→ **WHAT TO PRODUCE**: Entries follow. Give back exactly the lines starting at the one containing "(diff shortened: 4 of 147 files shown)" and ending at the one containing "As far as I", and no other lines.

......

PR #5634, opened 2017-05-03
Specify `--require spec_helper` in .rspec

koic:
Specifying `--require spec_helper` in .rspec will automatically require spec_helper in *_spec.rb.
It isn't necessary to specify `require "spec_helper"` in individual *_spec.rb. I think that it's a [DRY](https://en.wikipedia.org/wiki/Don't_repeat_yourself) way.

Refer: https://github.com/rspec/rspec/wiki#rspec

### DIFF
--- a/.rspec
+++ b/.rspec
@@ -1,3 +1,4 @@
 --format documentation
 --color
 --warnings
+--require spec_helper
--- a/spec/bundler/bundler_spec.rb
+++ b/spec/bundler/bundler_spec.rb
@@ -1,6 +1,5 @@
 # encoding: utf-8
 # frozen_string_literal: true
-require "spec_helper"
 require "bundler"
 
 RSpec.describe Bundler do
--- a/spec/bundler/cli_spec.rb
+++ b/spec/bundler/cli_spec.rb
@@ -1,5 +1,4 @@
 # frozen_string_literal: true
-require "spec_helper"
 require "bundler/cli"
 
 RSpec.describe "bundle executable" do
--- a/spec/bundler/compact_index_client/updater_spec.rb
+++ b/spec/bundler/compact_index_client/updater_spec.rb
@@ -1,5 +1,4 @@
 # frozen_string_literal: true
-require "spec_helper"
 require "net/http"
 require "bundler/compact_index_client"
 require "bundler/compact_index_client/updater"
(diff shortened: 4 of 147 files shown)


colby-swandale:
Firstly, thanks for helping making Bundler better. Can you explain in more detail why we should merge this? The reason why we have have `require "spec_helper` at the start of every file is so that we load the rspec helpers when we run an individual test ie: `rspec spec/bundler_spec.rb`. I'm not particularly confident that we want to depend on the `.rspec` file for rspec to work correctly.

koic:
Thank you for your reply and maintenance.

As far as I know,  the following behaviors are the same.

- Write `require "spec_helper"` at the start of every spec file
- Write `--require spec_helper` in the .rspec file

In other words, spec_helper is automatically required also in the execution of individual spec file (e.g. `rspec spec/bundler/bundler_spec.rb`) .

```sh
#
# 1. Specify --require spec_helper in .rspec
#
% cat .rspec
--format documentation
--color
--warnings
--require spec_helper
# 
# 2. Do not specify `require "spec_helper"` in a spec file
#
% head spec/bundler/bundler_spec.rb
# encoding: utf-8
# frozen_string_literal: true
require "bundler"

RSpec.describe Bundler do
  describe "#load_gemspec_uncached" do
    let(:app_gemspec_path) { tmp("test.gemspec") }
    subject { Bundler.load_gemspec_uncached(app_gemspec_path) }

    context "with incorrect YAML file" do
#
# 3. Automatically require spec_helper and execute it
#
% rspec spec/bundler/bundler_spec.rb
(snip)
12 examples, 0 failures
```

I think that depend on `.rspec` when using the RSpec framework is not bad.

Of course, this is concluded because all spec files depend on `spec_helper`.

If all spec files do not depend on `spec_helper`, we can not depend on `--require spec_helper` in `.rspec`. For example, a situation where part of spec files depend on `custom_helper` instead of `spec_helper`. In that case, we'd specify `spec_helper` or `custom_helper` at the start of every file.

For this time, spec files depend on `spec_helper` only, so I think that it is better to specify `--require spec_helper` to `.rspec`.

segiddins:
@indirect r?

indirect:
I also prefer this style, thank you @koic 👍 @bundlerbot r+

koic:
Thank you, too!

PR #5635, opened 2017-05-03
Tweak a newgem template for RSpec

koic:
`--require spec_helper` is contained in .rspec by default when running `rspec --init` on RSpec 3.

```sh
% rspec --version
3.5.4
% rspec --init
  create   .rspec
  create   spec/spec_helper.rb
% cat .rspec
--color
--require spec_helper
```

It seems that the code of template premise the RSpec 3, so I think that it was reasonable to adjust to it.

Related PR #5634


indirect:
Good catch, thank you! @bundlerbot r+

PR #5638, opened 2017-05-03
Warn when making an outdated TLS connection to rubygems.org

segiddins:
Right now, output looks like

```
Your Ruby version does not support TLSv1.1 or newer, which will be required to connect to https://index.rubygems.org by June 2018.
Resolving dependencies...
Using rake 11.3.0
Using automatiek 0.1.2 from source at `.`
Using rspec-support 3.5.0
Using diff-lcs 1.3
Using bundler 1.15.0.pre.3
Using rspec-core 3.5.4
Using rspec-expectations 3.5.0
Using rspec-mocks 3.5.0
Using rspec 3.5.0
Bundle updated!
```

Obviously this requires tests, and also backing out forcing the TLS version (which I did to make testing easier). The message could also use improvement, but I figured I'd ask for input from @indirect and @dwradcliffe

### DIFF
--- a/lib/bundler/vendored_persistent.rb
+++ b/lib/bundler/vendored_persistent.rb
@@ -37,10 +37,13 @@ module Bundler
       case ssl_version
       when /TLSv([\d\.]+)/
         version = Gem::Version.new($1)
-        if version < Gem::Version.new("1.1")
-          Bundler.ui.warn "Your Ruby version does not support TLSv1.1 or newer" \
-            ", which will be required to connect to https://#{uri.hostname}" \
-            " by January 2018."
+        if version < Gem::Version.new("1.2")
+          Bundler.ui.warn \
+            "Warning: Your Ruby version is compiled against a copy of OpenSSL that is very old. " \
+            "Starting in January 2018, RubyGems.org will refuse connection requests from these " \
+            "very old versions of OpenSSL. If you will need to continue installing gems after " \
+            "January 2018, please follow this guide to upgrade: http://ruby.to/tls-outdated.",
+            :wrap => true
         end
       end
     end
--- a/lib/bundler/vendored_persistent.rb
+++ b/lib/bundler/vendored_persistent.rb
@@ -27,7 +27,7 @@ module Bundler
 
     def warn_old_tls_version_rubygems_connection(uri, connection)
       return unless connection.use_ssl?
-      return unless (uri.hostname || "").end_with?("rubygems.org")
+      return unless (uri.host || "").end_with?("rubygems.org")
 
       socket = connection.instance_variable_get(:@socket)
       socket_io = socket.io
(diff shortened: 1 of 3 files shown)


colby-swandale:
I would like to see us to maybe write a rubygems.org guide, or bundler.io documentation that we can link to users with information about what is happening, steps to take and anything else. Then we attach it to the end of this warning.

lib/bundler/vendored_persistent.rb
```diff
@@ -15,3 +15,31 @@ module HTTP
...
+      socket = connection.instance_variable_get(:@socket)
+      ssl_version = socket.io.ssl_version
+
+      case ssl_version
+      when /TLSv([\d\.]+)/
+        version = Gem::Version.new($1)
+        if version < Gem::Version.new("1.1")
+          Bundler.ui.warn "Your Ruby version does not support TLSv1.1 or newer" \
+            ", which will be required to connect to https://#{uri.hostname}" \
+            " by June 2018."
```
dwradcliffe: I'd like to say January 2018. That gives us a buffer and we can see who still can't upgrade.

indirect:
This is great, thanks for the proactivity here. I think this PR has two blockers right now: first, I'm really worried about shipping without a test to make sure that this warning prints when it is supposed to and does not print when it shouldn't. We had an OpenSSL warning in the past that was similarly hard to test that wound up silently breaking and we didn't find out for months. :/

Second, and this is part of the general UX philosophy of Bundler, warnings should come with actionable instructions to resolve them. I think in this case we'll need to write a guide to upgrading OpenSSL for Ruby. [Mislav's blog post and tools](https://mislav.net/2013/07/ruby-openssl/) are the most comprehensive existing documentation that I know of for SSL issues, so we'll probably want to lean heavily on that as we write a guide for users who need to understand 1) what TLS 1.1 is, 2) why they can't use it, and 3) how to upgrade OpenSSL and/or recompile Ruby so that they can.

@rubymorillo, I think that guide would make a really good bite-sized thing to start with, maybe aiming to have it done sometime in the next 1-2 weeks?

segiddins:
Can you think of any way to test https connections using sinatra, and forcing the SSL version thereof?

indirect:
I'd be okay with a unit test that monkeypatches net/http, if it's doable in a way that can be un-monkey-patched after we test it.

segiddins:
Specs added, can update the message with whatever you want

segiddins:
Ping on this? I think all I was waiting on was an André approved error message? I'd like us to get this out in 1.16

indirect:
How about:

> Warning: Your Ruby version is compiled against a copy of OpenSSL that is very old. Starting in January 2018, RubyGems.org will refuse connection requests from these very old versions of OpenSSL. If you will need to continue installing gems after January 2018, please follow this guide to upgrade: https://bundler.io/guides/rubygems_ssl_troubleshooting.html

(The guide doesn't exist yet, but I'm planning to take care of that in the next 1-2 days)

indirect:
@segiddins updated with final link to guide, which now exists (albeit in an alpha version for now).

segiddins:
@indirect updated! r?

indirect:
Excellent 👍🏻
@bundlebot r+

indirect:
ugh, I can't type. @bundlerbot r+

PR #5639, opened 2017-05-03
Unify the notation of RubyGems

koic:
This PR is mainly replacing Rubygems with RubyGems. 

`Rubygems` is a Ruby module name (e.g. `Bundler::Source::Rubygems`) , whereas RubyGems is the proper notation as below.

https://github.com/rubygems/rubygems/blob/master/README.md

In this PR, it changed the notation mainly used in console output and documentation  (and some source code comments) .

### DIFF
--- a/Rakefile
+++ b/Rakefile
@@ -122,14 +122,14 @@ begin
       system "sudo rm -rf #{File.expand_path("../tmp/sudo_gem_home", __FILE__)}"
     end
 
-    # Rubygems specs by version
+    # RubyGems specs by version
     namespace :rubygems do
       rubyopt = ENV["RUBYOPT"]
       # When editing this list, also edit .travis.yml!
       branches = %w(master)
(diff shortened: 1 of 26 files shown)


lib/bundler/cli/pristine.rb
```diff
@@ -5,7 +5,7 @@ module Bundler
   class CLI::Pristine
     def run
       Bundler.load.specs.each do |spec|
-        next if spec.name == "bundler" # Source::Rubygems doesn't install bundler
+        next if spec.name == "bundler" # Source::RubyGems doesn't install bundler
```
segiddins: this shouldn't be changed

koic: Thank you for review. I fixed it.

segiddins:
@bundlerbot r+

koic:
@segiddins Thanks always.

segiddins:
Thank you for these great contributions!

PR #5647, opened 2017-05-09
Add specs for #find_by_name_and_platform and #merge in SpecSet

colby-swandale:
As the title says, this PR just adds a few specs that i noticed were missing in SpecSet.


segiddins:
@bundlerbot r+

PR #6726, opened 2018-10-06
Add 1.16.6 release to master's CHANGELOG

deivid-rodriguez:

The problem was that I couldn't see the latest release's changelog from my copy pointing to master.

My diagnosis was that the release was missing.

My fix is to add it to the changelog.

I could've merged 1-16-stable into master and then push, but I'm not sure I can push to master, and I prefer going through a PR anyways?

### DIFF
--- a/CHANGELOG.md
+++ b/CHANGELOG.md
@@ -1,3 +1,25 @@
+## 1.16.6 (2018-10-05)
+
+Changes:
+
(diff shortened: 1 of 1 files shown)


colby-swandale:
The CHANGELOG for minor releases is updated through `git merge` in the release process. I just didn't get around to it yet but i'll do that now.

deivid-rodriguez:
I see it's on master now. Thanks so much @colby-swandale!

Issue #6639, opened 2018-07-25
bundler 1.16.3 Bundler::HTTPError: Net::HTTPTooManyRequests 


mfmcdonagh:
Hello,
I'm running bundler in a ci enviorment, 

I've stared to see the following errors:

```
2018-07-24 23:21:21.857 GMT |  HTTP GET https://index.rubygems.org/info/hirb
2018-07-24 23:21:21.857 GMT |  Bundler::HTTPError: Net::HTTPTooManyRequests: 
2018-07-24 23:21:21.857 GMT |  
2018-07-24 23:21:21.857 GMT |  
2018-07-24 23:21:21.857 GMT |  
429 Too Many Requests

2018-07-24 23:21:21.857 GMT |  
nginx

2018-07-24 23:21:21.857 GMT |  
2018-07-24 23:21:21.857 GMT |  
2018-07-24 23:21:21.857 GMT |  
2018-07-24 23:21:21.857 GMT |  /usr/local/bundle/gems/bundler-1.16.3/lib/bundler/fetcher/downloader.rb:37:in `fetch'
2018-07-24 23:21:21.857 GMT |    /usr/local/bundle/gems/bundler-1.16.3/lib/bundler/fetcher/compact_index.rb:117:in `call'
2018-07-24 23:21:21.857 GMT |    /usr/local/bundle/gems/bundler-1.16.3/lib/bundler/compact_index_client/updater.rb:53:in `block in update'
2018-07-24 23:21:21.857 GMT |    /usr/local/lib/ruby/2.1.0/tmpdir.rb:88:in `mktmpdir'
2018-07-24 23:21:21.857 GMT |    /usr/local/bundle/gems/bundler-1.16.3/lib/bundler/compact_index_client/updater.rb:31:in `update'
2018-07-24 23:21:21.857 GMT |    /usr/local/bundle/gems/bundler-1.16.3/lib/bundler/compact_index_client.rb:82:in `update'
2018-07-24 23:21:21.857 GMT |    /usr/local/bundle/gems/bundler-1.16.3/lib/bundler/compact_index_client.rb:98:in `update_info'
2018-07-24 23:21:21.857 GMT |    /usr/local/bundle/gems/bundler-1.16.3/lib/bundler/compact_index_client.rb:55:in `block in dependencies'
2018-07-24 23:21:21.857 GMT |    /usr/local/bundle/gems/bundler-1.16.3/lib/bundler/fetcher/compact_index.rb:88:in `call'
[...]

Issue #6471, opened 2018-04-04
bundler attempts to install gems which conflict with an explicit ruby version requirement


lamont-granquist:
Simple example:

```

......

→ **EXERCISE RESPONSE**:
(diff shortened: 4 of 147 files shown)


colby-swandale:
Firstly, thanks for helping making Bundler better. Can you explain in more detail why we should merge this? The reason why we have have `require "spec_helper` at the start of every file is so that we load the rspec helpers when we run an individual test ie: `rspec spec/bundler_spec.rb`. I'm not particularly confident that we want to depend on the `.rspec` file for rspec to work correctly.

koic:
Thank you for your reply and maintenance.

As far as I know,  the following behaviors are the same.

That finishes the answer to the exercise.